A Deep Learning-Based Fusion Framework for Temperature-Aware Relative Humidity Sensing Using Dual Fiber-Optic Sensors

This work presents a fiber-optic sensor fusion framework for temperature-aware relative humidity sensing. The proposed system integrates a micro-loop resonator (MLR) coated with hydroxyethyl cellulose/poly(vinylidene fluoride) (HEC/PVDF) and a D-shaped fiber coated with Polydimethylsiloxane (PDMS). The two sensors were experimentally characterized, achieving a 0.076 dBm/%RH sensitivity to relative humidity for the MLR and a 0.045 dB/°C response to temperature for the D-shaped fiber. A multimodal dataset was produced from the MLR's transmission spectrum and the D-shaped fiber's power output to train a deep learning fusion model combining convolutional neural networks (CNN) and a multilayer perceptron (MLP).
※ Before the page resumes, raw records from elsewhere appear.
PR #88, opened 2021-01-08
Github action to render manual as PDF

drowe67:
Currently renders on every push.  We could make this just on "push to master". It's pretty heavy on CPU minutes due to all the Tex packages it needs.

ToDo:

1. Only run if `USER_MANUAL.md` has been changed :heavy_check_mark:   
1. Clean up PDF :heavy_check_mark:   
1. Section heading numbering :heavy_check_mark:   
1. Render to HTML as well, with section numbering :heavy_check_mark:   
2. Some combination of Git hash/date in PDF title  :heavy_check_mark:  
4. Link HTML and PDF versions from http://freedv.org


drowe67:
@hobbes1069 @tmiw @jimt :point_up:

tmiw:
@drowe67, nice! I just noticed there wasn't a mention of 1.5.1 in the changelog at the bottom, though, but I don't think it's been officially released outside of nightly builds I've emailed to the list either.

drowe67:
@tmiw should the 1.5.1 mention in the changelog have been merged with https://github.com/drowe67/freedv-gui/pull/77?

USER_MANUAL.md
```diff
@@ -90,9 +83,9 @@ your radio for transmission over the air.
 Tab | Sound Device | Notes
 --- | --- | ---
 Receive Tab | Input To Computer From Radio | The off air FreeDV signal **from** your radio rig interface to your computer
-Receive Tab | Output From Computer To Speaker/Headphones | The decoded audio from your computer to your Speaker/headphones
+Receive Tab | Output From Computer To Speaker | The decoded audio from your computer to your Speaker
```
tmiw, line 86: @drowe67, does the FreeDV app itself need to be updated to remove "Headphones" from the Audio Config dialog?

tmiw:
> @tmiw should the 1.5.1 mention in the changelog have been merged with #77?

Most likely, but it can be updated now (or a separate PR if the FreeDV application needs to be updated anyway per my other comment).

USER_MANUAL.md
drowe67: Hmmm.  This was actually an annoying hack I had to do.  When the PDF renders from markdown it can't break up table rows over multiple lines, it just truncates them.  Actually I think `Speaker/headphones` is best, we should stick with that.  I just need to reword to fit on one line or learn how to drive pandoc better :thinking:

tmiw:
@drowe67, it also looks like the page numbers on the bottom of the PDF are cut off (seen both on the GitHub PDF renderer and in Preview on macOS):

Screen Shot 2021-01-10 at 11 25 48 PM

Meanwhile, I'll go ahead and open a PR to update the manual's changelog to mention 1.5.1.

USER_MANUAL.md
drowe67: OK I have figured out how to do multi-line tables

tmiw:
@drowe67, looks good to me. 👍

PR #92, opened 2021-01-11
Fix manual typos

jimt:
use 'space bar' consistently
capitalization of RIGblaster and Hamlib


drowe67:
Thanks @jimt  - nice to see the automated rendering kicking off too!

jimt:
Yes, was cool to see that happen.

Issue #16, opened 2019-07-05
PulseAudio Support


drowe67:
A few people have requested pulse audio support on Linux.

drowe67:
Basic operation tested by @tmiw on 6 Feb 2021, posted to digitalvoice Goggle group:

> Here's another screenshot with multiple applications using PulseAudio simultaneously (WSJT-X and FreeDV grabbing 
> receive audio from SparkSDR). Again, it seemed to work properly in brief testing:

<img width="2048" alt="Screen Shot 2021-02-05 at 12 52 13 AM" src="https://user-images.githubusercontent.com/45574645/108639027-44c31a80-74e2-11eb-8013-e0efdf48a14a.png">

@timew asked for feedback and specific bug reports but there has been no response (up to 22 Feb).

mike-hb:
as stated before in the list

I use opensuse thumbleweed 64bit an the newest git pull from today (2021-03-26T14:52 Z)

with compile by build_linux.sh, I got an error
freedv-gui/src/hamlib.cpp: In Elementfunktion »bool Hamlib::connect(unsigned int, const char*, int, int)«:
freedv-gui/src/hamlib.cpp:140:57: Fehler: »FILPATHLEN« wurde in diesem Gültigkeitsbereich nicht definiert
  140 |     strncpy(m_rig->state.rigport.pathname, serial_port, FILPATHLEN - 1);
      |                                                         ^~~~~~~~~~
make[2]: *** [src/CMakeFiles/freedv.dir/build.make:225: src/CMakeFiles/freedv.dir/hamlib.cpp.o] Fehler 1
make[2]: Verzeichnis „freedv-gui/build_linux“ wird verlassen
make[1]: *** [CMakeFiles/Makefile2:134: src/CMakeFiles/freedv.dir/all] Fehler 2
make[1]: Verzeichnis „freedv-gui/build_linux“ wird verlassen
make: *** [Makefile:171: all] Fehler 2

After defining the missing FILPATHLEN in the head of that file hamlib.cpp setting it to 80, git commit and again "build_linux.sh" -- it was compiled.

So I tried to use it.

After starting pavucontrol and executing build_linux/src/freedv I was asked to configure audio.

the offered audio devices are a very limited list and the needed USB Soundcard for the microphone as well as the USB soundcard of the radio (mcHF) was _not_listed_ in the audio dialogs

Than I tried both soundcards to use "pulse" -- this was banned  after "apply"

Any help needed.
vy 73 
[...]

PR #103, opened 2021-02-05
Fix single device sound card configuration

tmiw:
@drowe67, I installed pavucontrol in my Ubuntu VM tonight and ended up accidentally running into an issue with how single sound card configs are saved in 1.5.2. This PR is to fix that at least. 

(BTW, PulseAudio in a single sound card configuration seems to work in brief testing, but I also wasn't trying to run other apps that use it along with FreeDV.)

EDIT: typo of "pavucontrol".


drowe67:
> (BTW, PulseAudio in a single sound card configuration seems to work in brief testing, but I also wasn't trying to run other apps that use it along with FreeDV.)

Yes I've had some success using the Pulse playback device, when some other device has grabbed the default device.

tmiw:
@drowe67, yeah, I'd possibly try to flesh out more info so that we have a defined scope of work for #16 (if there is in fact anything needed).

Anyway, returning to this PR, I emailed the build I sent to the digitalvoice tonight out to Walter and a few others for testing. I think someone else on Windows ran into this issue too but need to confirm for sure.

drowe67:
@tmiw is this one ready to merge?

tmiw:
@drowe67, yep, I haven't heard of any issues so we're good here.

PR #953, opened 2025-06-29
Be explicit about the use of signed char for reporting.

tmiw:
The reporting interface uses `char` for the SNR. Most other C data types default to `signed` but whether `char` defaults to signed depends on the compiler and platform, causing some systems (for example, Raspberry Pi) to report extremely high SNR figures to FreeDV Reporter instead of negative SNRs as expected. This PR forces used of `signed char` for the SNR field to ensure that reporting behavior is correct regardless of platform.

### DIFF
--- a/USER_MANUAL.md
+++ b/USER_MANUAL.md
@@ -823,6 +823,7 @@ LDPC | Low Density Parity Check Codes - a family of powerful FEC codes
     * Legacy FreeDV modes: ensure that sync is obtained in an atomic manner. (PR #939)
     * Fix intermittent crash on Windows when pushing Start. (PR #943)
     * FreeDV Reporter: Defer deallocation of disconnected users. (PR #948)
+    * FreeDV Reporter: Be explicit about the use of signed char for reporting. (PR #953)
 2. Documentation:
     * Add missing dependency for macOS builds to README. (PR #925; thanks @relistan!)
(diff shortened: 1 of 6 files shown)


Tyrbiter:
I didn't expect to see any difference running this on Linux, presumably it should be merged before releasing 2.0.1?

tmiw:
> I didn't expect to see any difference running this on Linux, presumably it should be merged before releasing 2.0.1?

Yeah, ideally this would be merged soon. We might need to test this on a Raspberry Pi (like the original bug report) as I think the code in the PR is equivalent to what's currently in master on x86.

Tyrbiter:
> > I didn't expect to see any difference running this on Linux, presumably it should be merged before releasing 2.0.1?
> 
> Yeah, ideally this would be merged soon. We might need to test this on a Raspberry Pi (like the original bug report) as I think the code in the PR is equivalent to what's currently in master on x86.

I don't recall ever seeing a very high SNR report. Do we know who reported this problem? I can't see anything in the issues list.

tmiw:
One of the people on the Radio Autoencoder list did. I also saw a JA station with like a 250 dB RX SNR the other day too and wasn't sure what that was about, but it makes sense now.

tmiw:
Going to go ahead and merge so we can get another test build out.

This approach was selected to exploit the full spectral characteristics of the MLR rather than single-peak features, enabling robust compensation of temperature-induced cross-sensitivity. The fusion model was trained using a leave-one-temperature-out approach and achieved a mean absolute error of 0.499 ± 0.173 %RH. The results demonstrate that deep-learning-based sensor fusion effectively mitigates temperature cross-sensitivity and improves the robustness of relative humidity sensing.